3. Does my employer have to act on a doctor’s note?

I have degenerative spine disease, which is made worse by sitting. I have a doctor’s note requesting that I have an adjustable height desk so I can stand as needed. They provided one that didn’t work out well with my desk. I have found another desk that would work well because it is the whole desk that raises and not an apparatus you put on the desk. Does employer have to provide an ergonomic solution since I have a doctor’s note? My doctor’s note also suggests this work station as a way to avoid potential surgery.

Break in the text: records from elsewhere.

PR #203, opened 2024-08-23
Fix issues with Credential Response Encryption.

### LINKED ISSUE #204: Issues with Credential Response Encryption
1. ~~RequestedResponseEncryption.Required does not accept JWKs with keyUse null. When keyUse is null, the JWK can be used for all purposes, including encryption.~~
2. During issuance when CredentialRequestTO contains no CredentialResponseEncryptionTO, the issuance continues and an unencrypted credential is issued even when the issuer is configured to require encryption.

dzarras:
1. ~~RequestedResponseEncryption.Required now accepts JWK with keyUse null as well. When keyUse is null, the JWK can be used for all purposes, including encryption.~~
2. Properly verify during issuance that RequestedResponseEncryption is supported by the issuer's configured CredentialResponseEncryption. Previously when CredentialResponseEncryption was set to Required, but the CredentialRequestTO contained no CredentialResponseEncryptionTO, the issuance would continue and an unencrypted credential would be issued, even though the issuer was configured to require encryption.

Closes #204

### DIFF
--- a/src/main/kotlin/eu/europa/ec/eudi/pidissuer/port/input/IssueCredential.kt
+++ b/src/main/kotlin/eu/europa/ec/eudi/pidissuer/port/input/IssueCredential.kt
@@ -257,6 +257,7 @@ class IssueCredential(
                 when (unresolvedRequest) {
                     is UnresolvedCredentialRequest.ByFormat ->
                         unresolvedRequest.credentialRequest to null
+
                     is UnresolvedCredentialRequest.ByCredentialIdentifier ->
                         resolve(unresolvedRequest) to unresolvedRequest.credentialIdentifier
                 }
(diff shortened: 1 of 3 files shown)


src/main/kotlin/eu/europa/ec/eudi/pidissuer/port/input/IssueCredential.kt
```diff
@@ -459,54 +460,63 @@ private fun ProofTo.toDomain(): UnvalidatedProof = when (type) {
...
             }
-        }
 
-        RequestedResponseEncryption.Required(Json.encodeToString(key), algorithm, method)
-            .bind()
-            .also { it.ensureIsSupported() }
+            is CredentialResponseEncryption.Required -> {
+                if (this !is RequestedResponseEncryption.Required) {
+                    // credential response encryption required by issuer but not required by client
+                    throw IllegalArgumentException("credential response encryption is required")
```
babisRoutis, line 493: Please use error( .. ) instead of IllegalArgumentException

Further more, why use if ... throw and not the ensure()

PR #211, opened 2024-09-09
Remove dependency to common-did lib

### LINKED ISSUE #208: Improve dependency security and use less unknown third-party registrys (jitpack-usage, danubtech)
Hi, We are evaluating the projects for further usage and would like to propose some security improvements in the build process.

**Problem:** 

A widely used approach today for many organizations is to only allow dependency usage through internal registries, so that the sources of trust are more evaluated, can be scanned, and provide a wide overview of what is used in the organization.

This project uses a few different third-party registries that do not have strict security policies. To evaluate the project, one would have to trust all of these in the organization's repository.

Registries in use are:
Maven Central, Gradle Plugin Portal, Waltid registry, Danubtech registry, JitPack.

This means that for someone to build this project, they would have to allow all five registries and trust them in their security evaluation. Now, Maven Central and Gradle Plugin Portal are fine - they have basic security verification (https://central.sonatype.org/faq/central-security/ and https://blog.gradle.org/plugin-portal-validations) of who the submitter is, etc., and are widely used, with published security policies. They are de-facto registries in the ecosystem.

However, the other three add more work for the organization and open up the usage of unknown third-party registries.

As for Waltid, it looks trustworthy based on evaluation and business area.

But then it starts to get looser. Who is the organization hosting Danubtech, and what are their safety and security policies? JitPack publishing is even looser - anyone can publish anything to JitPack at any time. I would be reluctant to allow that in an internal registry.

**Solution Proposal**: 

Ease the building of the project and improve its security and trust. Work on removing the added third-party registries that are not hosted on the de-facto registry platforms (that is, Maven Central, Gradle Plugin Portal) with clear security policies. That means starting with Danubtech and JitPack. The most important one would be the JitPack dependency, as there is no security validation or verification for anything published on JitPack.

babisRoutis:
Closes #208

### DIFF
--- a/build.gradle.kts
+++ b/build.gradle.kts
@@ -59,9 +59,6 @@ dependencies {
     implementation(libs.zxing) {
         because("To generate a QR Code for Credentials Offer URI")
     }
-    implementation(libs.did.common) {
-        because("To support parsing of DID URLs")
-    }
     implementation(libs.multiformat) {
         because("To support resolution of did:key")
     }
--- a/gradle/libs.versions.toml
+++ b/gradle/libs.versions.toml
@@ -17,7 +17,7 @@ dependencyCheck = "10.0.3"
 sonarqube = "5.0.0.4638"
 bootstrap = "5.3.3"
 jacoco = "0.8.11"
-didCommon = "1.13.0"
+
 multiformat = "1.1.0"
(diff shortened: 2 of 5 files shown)


dzarras (approved):
Looks good to me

In general, employers aren’t legally bound to follow the requests or recommendations in doctor’s notes. Good employers will try to if it’s practical, but they’re not legally bound to. However, if the Americans with Disabilities Act is in play here, then they do need to work with you to try to find a reasonable accommodation (which might be what your doctor is recommending but might be something else — although what your doctor is recommending sounds pretty reasonable).

So the question is whether you’re covered under the ADA (which doesn’t list specific conditions other than AIDS, but does cover physical or mental impairments that “substantially limits one or more of the major life activities”).

4. Are farm workers exempt from overtime pay?

I was told by my boss (who is a farm manager) that they don’t have to pay overtime pay (time and a half) if we work more than 40 hours, because farms exist in a wage loophole which allows them to pay straight pay over 40 hours. My question: Is this true?

It’s true! Agricultural workers are indeed exempt from overtime laws (although they still need to be paid minimum wage).